Journal of Business and Socio-economic Development

Structural transformation and poverty alleviation in Sub-Saharan Africa countries: sectoral value-added analysis

License

Published in Journal of Business and Socio-economic Development. Published by Emerald Publishing Limited. This article is published under the Creative Commons Attribution (CC BY 4.0) licence. Anyone may reproduce, distribute, translate and create derivative works of this article (for both commercial and non-commercial purposes), subject to full attribution to the original publication and authors. The full terms of this licence may be seen at http://creativecommons.org/licences/by/4.0/legalcode

Abstract

Purpose

This study aims to examine the effect of structural transformation on poverty alleviation in Sub-Saharan Africa (SSA) countries with a higher share of services as a percentage of gross domestic product (GDP). The study specifically focuses on the value-added share as a percentage of GDP in the agricultural, manufacturing, industrial, and service sectors using time series data from 1988 to 2019.

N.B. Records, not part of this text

PR #429, opened 2022-04-14
Extract session service

bllucia:
Extract session service to x-utils (and fixing ttl bug)


packages/x-utils/src/services/session.service.ts
```diff
@@ -21,7 +25,9 @@ export class DefaultSessionService implements SessionService {
   public static instance: SessionService = new DefaultSessionService();
 
   public constructor(
-    protected storageService: StorageService = new BrowserStorageService(localStorage, 'x'),
+    protected storageService: StorageService = typeof localStorage !== 'undefined'
+      ? new BrowserStorageService(localStorage, 'x')
+      : new InMemoryStorageService(),
```
javieri-empathy, line 30: I'd like to remove this singleton and the default parameters so it is not coupled to the browser. The service instantiation should be done somewhere else in x-components. Initially the idea we had with services was to add them to the x-module. But for this PR I think it is fine. We can work this in the future.

javieri-empathy (dismissed):

packages/x-components/src/x-modules/tagging/wiring.ts
```diff
@@ -8,8 +9,7 @@ import { wireService, wireServiceWithoutPayload } from '../../wiring/wires.facto
 import { filter, mapWire } from '../../wiring/wires.operators';
 import { Wire } from '../../wiring/wiring.types';
 import { createWiring } from '../../wiring/wiring.utils';
-import { DefaultSessionService } from './service/session.service';
-import { DefaultPDPAddToCartService } from './service/index';
+import { DefaultPDPAddToCartService } from './service';
```
LuisMartinez15, line 12: Avoid importing from barrel file

```suggestion
import { DefaultPDPAddToCartService } from './service/pdp-add-to-cart.service';

```

tiborux (approved):

LuisMartinez15 (changes requested):
Good job!

tiborux (approved):

LuisMartinez15 (approved):

PR #443, opened 2022-04-20
refactor(schema): remove undefined from return type of mapper factory

diegopf:
Show a warning if a schema cannot be applied and remove union type with undefined from return type.

EX-5926

### DIFF
--- a/packages/x-adapter/src/endpoint-adapter.factory.ts
+++ b/packages/x-adapter/src/endpoint-adapter.factory.ts
@@ -37,10 +37,10 @@ export const endpointAdapterFactory: EndpointAdapterFactory = <Request, Response
     const endpoint = getEndpoint(rawEndpoint ?? requestEndpoint, request);
     const requestParameters = requestMapper(request, { endpoint });
 
-    return httpClient<Response>(
+    return httpClient(
       endpoint,
       deepMerge({}, defaultRequestOptions, requestOptions, { parameters: requestParameters })
-    ).then(response => responseMapper(response, { endpoint, requestParameters }));
+    ).then(response => responseMapper(response, { endpoint, requestParameters }) as Response);
   };
 
   endpointAdapter.extends = <NewRequest, NewResponse>(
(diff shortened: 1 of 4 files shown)


packages/x-adapter/src/endpoint-adapter.factory.ts
```diff
@@ -37,10 +37,10 @@ export const endpointAdapterFactory: EndpointAdapterFactory = <Request, Response
     const endpoint = getEndpoint(rawEndpoint ?? requestEndpoint, request);
     const requestParameters = requestMapper(request, { endpoint });
 
-    return httpClient<Response>(
+    return httpClient(
       endpoint,
       deepMerge({}, defaultRequestOptions, requestOptions, { parameters: requestParameters })
-    ).then(response => responseMapper(response, { endpoint, requestParameters }));
+    ).then(response => responseMapper(response, { endpoint, requestParameters }) as Response);
```
javieri-empathy, line 43: The issue we found yesterday comes from the type of the response mapper. As the `responseMapper` falls back to the `identityMapper`, the type is messed up. If you explicitly set the type of the destructured options this is fixed. I would fix it up there.

```ts
  const {
    endpoint: rawEndpoint,
    httpClient = fetchHttpClient,
    requestMapper = identityMapper,
    responseMapper = identityMapper,
    defaultRequestOptions = {}
  }: EndpointAdapterOptions<Request, Response> = options;
```

javieri-empathy (changes requested):

packages/x-adapter/src/endpoint-adapter.factory.ts
```diff
@@ -32,12 +32,12 @@ export const endpointAdapterFactory: EndpointAdapterFactory = <Request, Response
       requestMapper = identityMapper,
       responseMapper = identityMapper,
       defaultRequestOptions = {}
-    } = options;
+    }: EndpointAdapterOptions<Request, Response> = options;
 
     const endpoint = getEndpoint(rawEndpoint ?? requestEndpoint, request);
```
tajespasarela, line 37: The endpoints are in the wrong order. The request must override the options endpoint:

```suggestion
    const endpoint = getEndpoint(requestEndpoint ?? rawEndpoint, request);
```

tajespasarela (changes requested):

packages/x-adapter/src/endpoint-adapter.factory.ts
diegopf: Okay, I've also refactored a test that I think was misleading regarding this behaviour

tajespasarela (approved):

javieri-empathy (approved):

PR #447, opened 2022-04-22
build(deps): update eslint-plugin dependencies

tiborux:
Update eslint-plugin dependencies to the latest version. Change the versions in the package to be 'patch' instead of minor.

Design/methodology/approach

The study utilizes the autoregressive distributive lag (ARDL) bound test framework for estimation, based on the conclusions drawn from the augmented Dickey-Fuller and Phillips–Perron unit root tests, which provide evidence of a mixed order of integration.

Findings

The result reveals that agriculture value-added (AVA), manufacturing value-added (MVA), industrial value-added (IVA), and services value-added (SVA) have a positive and significant impact on poverty alleviation in both the short and long run. However, the agriculture sector is found to be more effective in reducing poverty compared to the other sectors examined in this study. Additionally, this study challenges the notion that SSA countries have undergone an immature structural transformation. Instead, it reveals a pattern of stagnant structural transformation, as indicated by the lack of growth in the industrial and manufacturing value-added shares of GDP.

Practical implications

To enhance productivity and reduce poverty, SSA economies should adopt a development strategy that prioritizes heavy manufacturing and industrial sectors, leading to a transition from the agricultural to the secondary and tertiary sectors.

Originality/value

The study contributes to the emerging literature on structural transformation by investigating which sector is more efficient in reducing poverty in SSA countries, using the value-added share as a percentage of GDP for agricultural, manufacturing, industrial, and service sectors. The study also aims to determine if SSA countries have experienced immature structural transformation due to the growing share in the service sector.